MISA-Swaziland e-Forum article
November 26, 2013
Georgina-Kate Adams is a British writer and founder of The Seed Africa, a crowdfunding NGO helping to educate girls. She is currently living in Swaziland, where, among other things, she encountered the country’s healthcare system.
What can be said of a medical system where you are prescribed drugs without diagnosis? The first time I can take as an anomaly, but the second? This is clearly engrained in Swazi hospital culture.
I had managed to avoid going to the doctor at all during my first nine months in Swaziland (except briefly when a Scottish doctor signed a form to certify I was not an idiot. True story.)
In the last two weeks however, I darted once to a private clinic during a malaria scare and today went to a public hospital for a routine sexual health check. In the West, both would be standard procedure and neither cause for antibiotics. Here, both were.
There were advantages and disadvantages of both experiences. At the private clinic I was seen immediately by a real doctor. Then served a disproportionately large bill. (E500 for a 10 minute appointment and malaria test.) At the public hospital, I spent three hours being prodded and passed around, without ever once seeing an actual doctor. But (spare a E20 registration fee), it didn’t cost me a cent.
The consistent factor in both experiences was being served a lengthy list of prescriptions (three a piece) before my test results were sent out – let alone had come back – nor anyone had any real clue what was up. In both cases, doxycycline (a ferociously unpleasant drug by all accounts) was prescribed with great insistence.
I could go on. I could talk about that, in a country suffering from a sexual disease pandemic and with streets littered with posters urging individuals to “get tested”, it is almost impossible to get a full sexual health check. I could talk about how they test for “organisms” not diseases and match the drugs to those organisms, without ever making an actual diagnosis. (This is after the drugs they’ve prescribed you pre-diagnosis of course).
I could talk about the inexperience with which my blood was extracted, leaving me 24 hours later with an arm which is still purple, green and throbbing.
But let’s ponder this point for a second: What is the motivation for prescribing serious drugs to patients who have no diagnosed ailment?
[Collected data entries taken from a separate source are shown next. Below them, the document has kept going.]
PR #850, opened 2020-03-16
NN-2489: Start using create user id rather than audit user id

Nimphal:


Nimphal:
This has a safety check in that if the staff can't be found it shows '--', so the page won't break, it will temporarily not show the information. I had started on the road to doing what you suggest, but decided against as the impact is minimal.

PR #851, opened 2020-03-17
NN-2376 fix validation message

JamieDraperUK:
Provide validation messages for when only part of the time has been entered.

### DIFF
--- a/backend/controllers/appointments/requestBooking.js
+++ b/backend/controllers/appointments/requestBooking.js
@@ -7,23 +7,33 @@ const {
   app: { videoLinkEnabledFor },
 } = require('../../config')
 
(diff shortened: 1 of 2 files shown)


backend/controllers/appointments/requestBooking.js
```diff
@@ -7,23 +7,33 @@ const {
   app: { videoLinkEnabledFor },
 } = require('../../config')
 
-const validateStartEndTime = (date, startTime, endTime, errors) => {
+const isValidNumber = number => Number.isSafeInteger(Number.parseInt(number, 10))
```
JamieDraperUK: Will pull this into utils when I revert the buildTimeDate fix.

PR #854, opened 2020-03-17
NN-2451 Update error messaging for add VLB service

jsrobertson:


backend/controllers/appointments/addCourtAppointment.js
```diff
@@ -8,23 +8,36 @@ const { serviceUnavailableMessage } = require('../../common-messages')
 
 const addCourtAppointmentsFactory = (elite2Api, logError) => {
   const getValidationMessages = fields => {
```
JamieDraperUK: I think this now duplicates what I did for the previous PR, the one with the isNumber function. It it worth reusing anything?

PR #857, opened 2020-03-18
NN-2482 Add court layout template with court specific footer

jsrobertson:
New footer for court service pages with contact link which directs to auth contact page.
image


backend/controllers/appointments/confirmAppointment.js
```diff
@@ -14,6 +14,7 @@ const confirmAppointmentFactory = ({ elite2Api, appointmentsService, logError })
   const index = async (req, res) => {
```
jsrobertson: Used `authSource === 'nomis'` both in here and `videolinkBookingConfirmHearing`.  Pretty sure it's the only page where we re-use between standard add appointment and add court appointment now.

May be an idea to split these out so they are 2 separate things for when the court stuff gets moved to it's own service.  Not one for now though I don't think.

And who is motivating it? Okay, if a makeshift hospital which provides complimentary healthcare to those who need it relies on their dispensary as a source of income, I can understand (although not condone). But what of the private clinic? Pure greed? And who is bearing the cost of these medications if they are so profitable to sell? The sceptic in me points a finger at external organisations which trade aid for other privileges, or dump their drug excess on Africa whether we want it or not.
Don’t get me wrong, everyone should have access to medical sanctuary. And these hospitals provide a fair service in a challenging economic and public health environment. Encouragingly, the HIV testing process was simple and efficient. Both hospitals had several energetic and committed staff, and I would be proud if one of the young girls I mentor went on to train as a nurse and serve their people.
But it is important that we teach them to do a better job than the current generation. Medical aid is not a business venture. It is a human right. And where there is prevalent disease, there should be access to relevant and thorough diagnosis and treatment. That means, as with a friend’s husband, malaria shouldn’t be a death sentence simply because we don’t have sophisticated or efficient enough systems to diagnose and treat it. And when we test for HIV, we should test for all other STIs besides. Because, though we may be preventing the spread of some cells, we are letting others slip through the net. And when it comes to medical care, nothing should slip through the net.